Entering the cabin, I was greeted by a blindingly bright yellow ceiling that would be more at home on the back of a poisonous tree frog or gay banana. Below stretched a farm of sterile blue plastic seats that looked like they were taken straight out of a Smurf porno. As if plastering the overhead lockers in tacky advertising wasn’t enough—we’re talking ‘buy buy buy, free free free, super extra premium gin rum vodka’—they had actually glued the safety information cards to the back of the seats, completing a scene that had all the ambience of a South Auckland brothel.
The whole piece is here, though I am at a loss on what a ‘gay banana’ is.
Everything I have heard of the airline turns me off, though I have never ﬂown it. I can tolerate some budget concessions, such as having to pay for your meals, but most (negative) stories are along the same lines as the review on Nadine’s site (though not as humorous). The taxes and inconvenience are sufﬁcient turn-offs. As I was raised to believe that good manners should be free, the review indicates that Ryanair skimps on those, too. But you begin thinking what else they have skimped on. Aircraft servicing? Passenger safety? Pilots with sanity?

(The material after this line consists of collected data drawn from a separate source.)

PR #17999, opened 2023-06-28
Update nn.py with conv_transpose function (#17990)

ViktorTurchenko:
#17990 Created a conv_transpose function. I don't understand how many dimensions is it supposed to have (like 1 in Conv1D). So I added an n to pass this argument into the function. Please explain further the functionality that is supposed to be implemented as I could find any alike function in the TensorFlow documentation. Thanks!

### DIFF
--- a/ivy/functional/frontends/tensorflow/nn.py
+++ b/ivy/functional/frontends/tensorflow/nn.py
@@ -159,9 +159,9 @@ def conv_transpose(
 ):
     N = len(input)-2
     dilations = 1 if dilations is None else dilations
+    filters = filters.swapaxes(-2, -1)
     if N==1:
         strides, dilations = _reduce_strides_dilations(N, strides, dilations)
-        filters = filters.swapaxes(-2, -1)
         return ivy.conv1d_transpose(
             input,
             filters,
@@ -173,7 +173,6 @@ def conv_transpose(
         )
     elif N==2:
         strides, dilations = _reduce_strides_dilations(N, strides, dilations)
-        filters = filters.swapaxes(-2, -1)
         return ivy.conv2d_transpose(
             input,
             filters,
@@ -185,7 +184,6 @@ def conv_transpose(
         )
     elif N==3:
         strides, dilations = _reduce_strides_dilations(N, strides, dilations)
-        filters = filters.swapaxes(-2, -1)
         return ivy.conv3d_transpose(
             input,
             filters,
@@ -196,7 +194,7 @@ def conv_transpose(
             dilations=dilations,
         )
     else:
-        ivy.utils.exceptions.IvyException()
+        raise ivy.utils.exceptions.IvyException()
 
 @with_unsupported_dtypes({"2.12.0 and below": ("bfloat16",)}, "tensorflow")
 @to_ivy_arrays_and_back
--- a/ivy/functional/frontends/tensorflow/nn.py
+++ b/ivy/functional/frontends/tensorflow/nn.py
@@ -147,6 +147,33 @@ def conv3d_transpose(
 
 @with_unsupported_dtypes({"2.12.0 and below": ("bfloat16",)}, "tensorflow")
 @to_ivy_arrays_and_back
+def conv_transpose(
+    n,
+    input,
+    filters,
+    output_shape,
+    strides,
+    padding="SAME",
+    data_format="NDHWC",
+    dilations=None,
+    name=None,
+):
+    dilations = 1 if dilations is None else dilations
+    strides, dilations = _reduce_strides_dilations(n, strides, dilations)
+    filters = filters.swapaxes(-2, -1)
+    return ivy.conv_transpose(
+        n,
+        input,
+        filters,
+        strides,
+        padding,
+        output_shape=output_shape,
+        data_format=data_format,
+        dilations=dilations,
+    )
+
+@with_unsupported_dtypes({"2.12.0 and below": ("bfloat16",)}, "tensorflow")
+@to_ivy_arrays_and_back
 def depthwise_conv2d(
     input,
     filter,
--- a/ivy/functional/frontends/tensorflow/nn.py
+++ b/ivy/functional/frontends/tensorflow/nn.py
@@ -157,9 +157,10 @@ def conv_transpose(
     dilations=None,
     name=None,
 ):
+    N = len(input)-2
     dilations = 1 if dilations is None else dilations
-    if data_format=="NWC":
-        strides, dilations = _reduce_strides_dilations(1, strides, dilations)
+    if N==1:
+        strides, dilations = _reduce_strides_dilations(N, strides, dilations)
         filters = filters.swapaxes(-2, -1)
         return ivy.conv1d_transpose(
             input,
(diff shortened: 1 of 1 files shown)


ivy-leaves:

Thank you :hugs:

xoiga123:
Hi @ViktorTurchenko! Thank you for contributing to Ivy :hugs: 2 little things though:
- Please edit the PR **description** to correctly link an issue, you edited the **title** of the PR.
- In any case, a frontend must exactly match the framework's function signature. So you can't pass in a `n` argument here. This `conv_transpose` would call `conv1d_transpose`, `conv2d_transpose` or `conv3d_transpose` based solely on the data shape of the inputs passed in. You would have to infer `input`, `filters`, `data_format` or `dilations` to get the correct `N` that is specified in the function's documentation.

ViktorTurchenko:
I have a question 3 more questions:
1. If we are deciding which function to use with the `data_format` argument may I move it so it is a compulsory argument? 
2. If no then what default value should I use (most users will get errors if they don't change and their data is not matching the format needed)?
3. Should I check the 3-rd condition with a `elif` statement and for everything else raise some kind of an error?
Thanks for your time!

ViktorTurchenko:
I changed the `if-else` to a required argument and added the exception at the end. Sorry I haven't read the documentation enough to understand the required formats 😃

ivy/functional/frontends/tensorflow/nn.py
```diff
@@ -145,6 +145,59 @@ def conv3d_transpose(
...
+    input,
+    filters,
+    output_shape,
+    strides,
+    padding="SAME",
+    data_format="NDHWC",
+    dilations=None,
+    name=None,
+):
+    N = len(input)-2
```
xoiga123, line 160: This seems wrong:
```python
>>> arr = tf.constant([[1]])
>>> arr.shape
TensorShape([1, 1])
>>> len(arr)
1
```
`arr` is 2 dimensional here.

ivy/functional/frontends/tensorflow/nn.py
```diff
@@ -145,6 +145,59 @@ def conv3d_transpose(
...
+            input,
+            filters,
+            strides,
+            padding,
+            output_shape=output_shape,
+            data_format=data_format,
+            dilations=dilations,
+        )
+    else:
+        ivy.utils.exceptions.IvyException()
```
xoiga123, line 199: Please `raise Exception` :black_flag:

ivy/functional/frontends/tensorflow/nn.py
```diff
@@ -145,6 +145,59 @@ def conv3d_transpose(
...
+        strides, dilations = _reduce_strides_dilations(N, strides, dilations)
+        filters = filters.swapaxes(-2, -1)
+        return ivy.conv3d_transpose(
+            input,
+            filters,
+            strides,
+            padding,
+            output_shape=output_shape,
+            data_format=data_format,
+            dilations=dilations,
```
xoiga123, line 196: There is some repetition here, can we shorten this somehow?

xoiga123 (changes requested):
As this is a Frontend API, please implement an accompanying test as described in the [Frontend API Guide](https://unify.ai/docs/ivy/overview/contributing/open_tasks.html#frontend-apis). Thank you :hugs:

ivy/functional/frontends/tensorflow/nn.py
ViktorTurchenko: I think the `len()` is the right way to do it because you put an array inside an empty array (basically a double array). The double array in this case doesn't make any point for us. In the function, we are trying to find how many dimensions of the first order are there, and in this case, there is only one dimension of the first order and not 2. If we are trying to figure out the "NDHWC", we are trying to figure out the dimension of the first order and we don't care if it is "NDHWC" or 
"[N]DHWC" or "[[N]]D[H]WC". We just need to know that there are 5 first-order dimensions. The other advantage of `len()` is that some people might still use a list data type, which would crash when using `shape()` on it. If the argument is restricted to arrays only, then Yes, you are right and we could use the `shape()` function.

ViktorTurchenko: Now the `shape()` is also not so perfect, if we are trying to input something like this 
`arr = tf.constant([[[1, 2], [1, 2], [1, 2], [2, 2]]])`
`print(arr.shape)`
`print(len(arr))`
the output is 
`(1, 4, 2)`
`1`
and if you would index on the first element of the tuple to figure out the dimension you would get the wrong thing as you are expecting to count the first order dimentions.

ViktorTurchenko: On the other hand if to remove one dimension and put
arr = tf.constant([[1, 2], [1, 2], [1, 2], [2, 2]])
print(arr.shape)
print(len(arr))
the output is
(4, 2)
4
which perfectly works with `len` too

ViktorTurchenko:
`@handle_frontend_test(`
    `fn_tree="tensorflow.nn.conv_transpose",`
    `x_f_d_df=_x_and_filters(`
        `dtypes=helpers.get_dtypes("float", full=False),`
        `data_format=st.sampled_from(["NDHWC"]),`
        `padding=st.sampled_from(["SAME"]),`
        `type="3d",`
        `transpose=True,`
    `),`
    `test_with_out=st.just(False),`
`)`

For the frontend test part what `type=` argument should be inserted?

ivy/functional/frontends/tensorflow/nn.py
xoiga123: I don't think `N` is literally the first `N` dimension in `NC` or `NWC` or `NHWC`.
> input | An N+2 dimensional Tensor of shape [batch_size] + input_spatial_shape + [in_channels] if data_format does not start with "NC" (default), or [batch_size, in_channels] + input_spatial_shape if data_format starts with "NC"

The `N` you are describing is `batch_size`, and the `N` that is used throughout the docs (`N+2 dimensional Tensor`) is the number of dimensions of `input` minus 2. You can try this example:
```python
>>> arr = tf.random.uniform([1,3,224,224])
>>> arr.shape
TensorShape([1, 3, 224, 224])
# a single RGB image of size 224x224
# batch_size - channel - height - width
# so N is 2, and the correct format is either `NHWC` or `NCHW`
>>> len(arr)
1
# if N is 1, what is the correct format?
```

xoiga123:
> For the frontend test part what `type=` argument should be inserted?

You're going to have to sample from `1d`, `2d` or `3d` as `conv_transpose` is all 3 of them.

ivy/functional/frontends/tensorflow/nn.py
ViktorTurchenko: Alright, so can I use the `shape` function? (then it will not work for lists). That's the reason I wanted to use `len()`. If I can use `shape` function I can just do `len(arr.shape)-2` which would give me the right number of dimensions. Another solution would be to transform all lists in numpy arrays before taking the `shape`.

xoiga123: Does `tf.nn.conv_transpose` accept lists as input?

ivy-seed:

ivy-seed:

I can’t criticize them for outright deception. It’s not as though the marketing tells you that the airline is comfortable when it isn’t. Everything screams budget, so it’s a case of caveat emptor. Naice airlines do not publish calendars with their air hostesses in swimsuits or nothing at all. If they’re willing to objectify their own staff, you’re not in much hope of getting a red carpet. (Meanwhile, this union has some concerns about the airline.)

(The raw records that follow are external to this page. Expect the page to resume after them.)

PR #18003, opened 2023-06-28
scipy.fft2

### LINKED ISSUE #18002: fft2

mobley-trent:
Closes #18002

### DIFF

The plus side, which I’m sure Ryanair and other low-cost ﬂiers would state, is that people can now get to where they want without too much cost. It wasn’t that long ago that jetting about would necessitate taking out a mortgage. I remember looking at an ad in 1980, where it was considered a “special” for a family to ﬂy return to Hong Kong for NZ$3,000. That’s 1980 dollars, too.

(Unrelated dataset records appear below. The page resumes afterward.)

PR #18023, opened 2023-06-29
EHN: Adding bmm method in paddle tesnor.py

### LINKED ISSUE #18021: bmm
adding bmm in paddle tesnor.py

MuhammadNizamani:
Closed #18021


MuhammadNizamani:
@YushaArif99 can you review this PR?

ivy_tests/test_ivy/test_frontends/test_paddle/test_tensor/test_paddle_tensor.py
```diff
@@ -2586,3 +2586,39 @@ def test_paddle_instance_sgn(
...
+
+
+# bmm
+@handle_frontend_method(
+    class_tree=CLASS_TREE,
+    init_tree="paddle.to_tensor",
+    method_name="bmm",
+    dtypes_and_x=helpers.dtype_and_values(
+        available_dtypes=helpers.get_dtypes("float"),
+        shape=(3, 3, 3),
```
YushaArif99, line 2598: This seems a little too specific. We should ideally be testing on a subset of the 3D space of inputs here. 
So the input shapes should be `(b, m, k)`  and `(b, k, n)` where b,k,n could be any integers. 
You could try creating a composite helper to achieve this. Or perhaps something similar to this already exists (not sure though aha 😅 )

YushaArif99 (changes requested):
Hi @MuhammadNizamani 

Apologies for the late review. Have been extremely busy with work recently and so haven't had the time to review PRs 😓 
Could you kindly address the abovementioned point and re-request a review once that's done 🙂

MuhammadNizamani:
> Hi @MuhammadNizamani
> 
> Apologies for the late review. Have been extremely busy with work recently and so haven't had the time to review PRs sweat Could you kindly address the abovementioned point and re-request a review once that's done slightly_smiling_face

ok I will

ivy_tests/test_ivy/test_frontends/test_paddle/test_tensor/test_paddle_tensor.py
MuhammadNizamani: I checked ivy_tests/test_ivy/test_frontends/test_paddle/test_tensor/test_paddle_linalg.py and in this file test bmm also tested that way. Check it please.

MuhammadNizamani:
@YushaArif99  i don't think shape should be dynamic because when I change the shape test got fail cause was matmul function.

ivy_tests/test_ivy/test_frontends/test_paddle/test_tensor/test_paddle_tensor.py
YushaArif99: Yeah, I checked it, and it seems like a slip up most probably from the PR reviewer. Ideally, we should be testing for all corner cases rather than testing for only a subset just to get the tests passing.

YushaArif99:
> @YushaArif99 i don't think shape should be dynamic because when I change the shape test got fail cause was matmul function.

I noticed the change you made in [this commit](https://github.com/unifyai/ivy/pull/18023/commits/31593cd69d08df737b0712b1b943d9179b6ae3b1) and I'm a little confused on what you're trying to accomplish here:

The Ryanair stories, nevertheless, remind me that the ﬂip side can go too far. How much more toward the dystopian 21st century of last century’s ﬁlms do we need to go? Is the rich–poor divide now so pronounced that Ryanair can even ﬁoat the idea of standing on your ﬂights, locked in à la Hannibal Lecter? The battery-hen analogy in the review suddenly seems more apt. Let’s make it as undigniﬁed as we can for those who didn’t pay for it. Let’s serve Soylent Green on the ﬂight in a few years’ time (with an extra charge, of course).
I know, I can easily get political from this point, and segue into water ownership or a similar issue. One rule for the rich and one for the poor. It jars with not only my social conscience, but all the ideas I developed practising and (many years ago) teaching design: that no one should go without good stuff.
So my impressions of Ryanair are all second-hand. Still, they’re enough to keep me hoping that I don’t have to experience them ﬁrst-hand.